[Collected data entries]
★ ★ ★
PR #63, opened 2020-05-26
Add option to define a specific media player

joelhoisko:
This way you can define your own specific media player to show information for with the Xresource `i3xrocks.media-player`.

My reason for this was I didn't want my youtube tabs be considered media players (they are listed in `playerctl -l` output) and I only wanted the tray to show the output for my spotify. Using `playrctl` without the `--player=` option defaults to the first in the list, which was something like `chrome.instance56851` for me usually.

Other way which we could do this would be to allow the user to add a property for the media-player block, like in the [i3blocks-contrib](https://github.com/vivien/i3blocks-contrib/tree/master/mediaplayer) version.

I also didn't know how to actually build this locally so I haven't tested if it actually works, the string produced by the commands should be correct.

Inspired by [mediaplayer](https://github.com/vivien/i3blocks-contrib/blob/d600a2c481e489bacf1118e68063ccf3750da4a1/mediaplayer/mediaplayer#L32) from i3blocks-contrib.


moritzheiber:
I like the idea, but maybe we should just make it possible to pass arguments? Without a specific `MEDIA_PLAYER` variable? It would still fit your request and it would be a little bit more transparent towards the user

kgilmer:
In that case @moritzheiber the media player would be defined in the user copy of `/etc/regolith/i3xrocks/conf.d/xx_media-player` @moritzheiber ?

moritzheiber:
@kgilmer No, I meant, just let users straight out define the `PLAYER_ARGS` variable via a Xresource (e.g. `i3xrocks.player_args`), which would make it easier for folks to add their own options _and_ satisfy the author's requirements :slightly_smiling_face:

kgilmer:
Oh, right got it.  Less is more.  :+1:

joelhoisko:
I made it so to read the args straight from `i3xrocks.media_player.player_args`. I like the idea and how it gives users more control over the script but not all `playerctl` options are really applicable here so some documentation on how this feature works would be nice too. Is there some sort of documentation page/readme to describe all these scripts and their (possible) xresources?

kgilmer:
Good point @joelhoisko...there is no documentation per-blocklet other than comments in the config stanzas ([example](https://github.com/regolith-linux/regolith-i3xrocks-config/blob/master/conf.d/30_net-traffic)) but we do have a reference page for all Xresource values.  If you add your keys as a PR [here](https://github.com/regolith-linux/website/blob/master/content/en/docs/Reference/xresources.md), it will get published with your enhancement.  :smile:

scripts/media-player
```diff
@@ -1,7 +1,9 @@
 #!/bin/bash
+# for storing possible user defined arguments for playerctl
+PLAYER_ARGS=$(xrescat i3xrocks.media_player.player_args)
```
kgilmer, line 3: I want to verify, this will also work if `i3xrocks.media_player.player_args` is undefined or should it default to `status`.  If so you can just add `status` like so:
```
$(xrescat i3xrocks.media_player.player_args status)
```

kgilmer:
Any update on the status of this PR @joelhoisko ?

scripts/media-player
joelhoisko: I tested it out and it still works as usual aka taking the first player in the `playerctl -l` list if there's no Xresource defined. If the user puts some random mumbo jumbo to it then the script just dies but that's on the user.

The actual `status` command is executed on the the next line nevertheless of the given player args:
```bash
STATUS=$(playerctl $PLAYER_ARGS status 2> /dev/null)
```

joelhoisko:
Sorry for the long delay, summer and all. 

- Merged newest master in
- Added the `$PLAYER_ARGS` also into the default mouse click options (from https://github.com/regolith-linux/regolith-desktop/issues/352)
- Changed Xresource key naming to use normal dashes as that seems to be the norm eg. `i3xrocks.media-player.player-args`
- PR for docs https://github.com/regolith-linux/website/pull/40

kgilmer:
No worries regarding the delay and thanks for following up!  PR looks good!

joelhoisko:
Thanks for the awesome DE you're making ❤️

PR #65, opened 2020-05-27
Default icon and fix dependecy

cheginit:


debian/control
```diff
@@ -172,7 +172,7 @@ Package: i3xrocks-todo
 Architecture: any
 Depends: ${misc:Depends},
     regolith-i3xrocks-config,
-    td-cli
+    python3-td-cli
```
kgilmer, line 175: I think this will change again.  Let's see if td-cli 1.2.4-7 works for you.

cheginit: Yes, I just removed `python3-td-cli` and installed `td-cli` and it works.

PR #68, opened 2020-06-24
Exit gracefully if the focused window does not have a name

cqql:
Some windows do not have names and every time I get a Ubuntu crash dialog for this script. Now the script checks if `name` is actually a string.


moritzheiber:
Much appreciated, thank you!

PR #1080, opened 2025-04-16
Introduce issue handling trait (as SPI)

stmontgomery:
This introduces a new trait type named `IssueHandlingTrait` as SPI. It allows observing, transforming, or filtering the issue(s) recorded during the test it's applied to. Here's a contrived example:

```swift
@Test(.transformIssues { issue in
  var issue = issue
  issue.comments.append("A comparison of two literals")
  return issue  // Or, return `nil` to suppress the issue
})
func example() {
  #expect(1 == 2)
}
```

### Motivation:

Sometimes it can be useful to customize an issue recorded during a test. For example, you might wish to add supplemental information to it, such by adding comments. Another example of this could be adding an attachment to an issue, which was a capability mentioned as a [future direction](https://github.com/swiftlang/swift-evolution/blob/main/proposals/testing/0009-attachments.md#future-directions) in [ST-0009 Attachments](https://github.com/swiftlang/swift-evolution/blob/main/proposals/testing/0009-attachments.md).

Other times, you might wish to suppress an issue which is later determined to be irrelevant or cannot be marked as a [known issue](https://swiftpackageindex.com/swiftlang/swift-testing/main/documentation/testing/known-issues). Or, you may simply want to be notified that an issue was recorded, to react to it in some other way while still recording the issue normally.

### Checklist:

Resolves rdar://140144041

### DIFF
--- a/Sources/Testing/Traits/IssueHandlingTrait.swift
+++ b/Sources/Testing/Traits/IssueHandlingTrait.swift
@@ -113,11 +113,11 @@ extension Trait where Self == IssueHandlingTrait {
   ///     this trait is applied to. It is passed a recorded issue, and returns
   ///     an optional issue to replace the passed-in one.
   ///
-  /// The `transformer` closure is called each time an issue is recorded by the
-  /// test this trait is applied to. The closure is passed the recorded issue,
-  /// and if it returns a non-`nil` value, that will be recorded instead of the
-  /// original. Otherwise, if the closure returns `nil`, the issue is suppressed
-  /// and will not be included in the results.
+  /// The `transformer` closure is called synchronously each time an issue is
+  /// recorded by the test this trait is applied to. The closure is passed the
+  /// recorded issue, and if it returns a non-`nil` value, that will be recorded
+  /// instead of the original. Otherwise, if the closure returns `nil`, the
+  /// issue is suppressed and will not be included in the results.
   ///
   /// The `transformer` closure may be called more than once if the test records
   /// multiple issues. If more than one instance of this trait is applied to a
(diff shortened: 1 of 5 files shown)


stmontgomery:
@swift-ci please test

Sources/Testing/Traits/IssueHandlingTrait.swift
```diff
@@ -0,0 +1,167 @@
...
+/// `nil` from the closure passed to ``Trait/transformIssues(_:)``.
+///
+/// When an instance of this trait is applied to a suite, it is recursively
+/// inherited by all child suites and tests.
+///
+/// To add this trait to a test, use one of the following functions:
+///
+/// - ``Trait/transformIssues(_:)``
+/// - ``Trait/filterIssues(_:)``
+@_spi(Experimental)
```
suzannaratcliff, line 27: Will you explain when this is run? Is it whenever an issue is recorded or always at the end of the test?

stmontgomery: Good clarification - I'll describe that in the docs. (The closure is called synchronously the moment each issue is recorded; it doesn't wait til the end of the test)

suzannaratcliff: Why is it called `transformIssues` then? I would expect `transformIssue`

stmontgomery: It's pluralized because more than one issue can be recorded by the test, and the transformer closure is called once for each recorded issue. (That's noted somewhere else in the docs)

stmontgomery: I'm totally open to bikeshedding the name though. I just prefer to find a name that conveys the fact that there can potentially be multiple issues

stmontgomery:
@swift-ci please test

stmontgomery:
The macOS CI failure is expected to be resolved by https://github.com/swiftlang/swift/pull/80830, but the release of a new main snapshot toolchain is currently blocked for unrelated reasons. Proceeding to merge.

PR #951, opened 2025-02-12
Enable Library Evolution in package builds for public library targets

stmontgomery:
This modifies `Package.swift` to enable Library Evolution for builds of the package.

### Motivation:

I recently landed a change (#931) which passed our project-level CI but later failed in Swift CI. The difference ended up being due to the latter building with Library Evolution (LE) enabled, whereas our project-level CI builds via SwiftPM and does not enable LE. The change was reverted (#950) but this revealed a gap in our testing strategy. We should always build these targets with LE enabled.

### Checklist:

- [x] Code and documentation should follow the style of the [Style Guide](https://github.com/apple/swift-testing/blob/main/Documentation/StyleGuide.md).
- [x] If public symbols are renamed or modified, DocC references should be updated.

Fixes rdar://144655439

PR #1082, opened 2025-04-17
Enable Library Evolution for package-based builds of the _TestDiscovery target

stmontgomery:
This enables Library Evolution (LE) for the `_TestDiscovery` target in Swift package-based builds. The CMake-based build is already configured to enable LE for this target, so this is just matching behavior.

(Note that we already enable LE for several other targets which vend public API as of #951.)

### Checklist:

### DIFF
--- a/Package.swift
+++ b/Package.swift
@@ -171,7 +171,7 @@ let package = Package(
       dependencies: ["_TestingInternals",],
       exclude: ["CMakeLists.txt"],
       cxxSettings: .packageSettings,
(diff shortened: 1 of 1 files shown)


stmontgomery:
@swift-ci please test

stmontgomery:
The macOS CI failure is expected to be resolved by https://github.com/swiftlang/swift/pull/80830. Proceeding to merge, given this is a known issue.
★ ★ ★
TASK GOAL — Count the lines in the records above that contain the word "Traits", and give only that number.

OUTPUT OF THE TASK — 3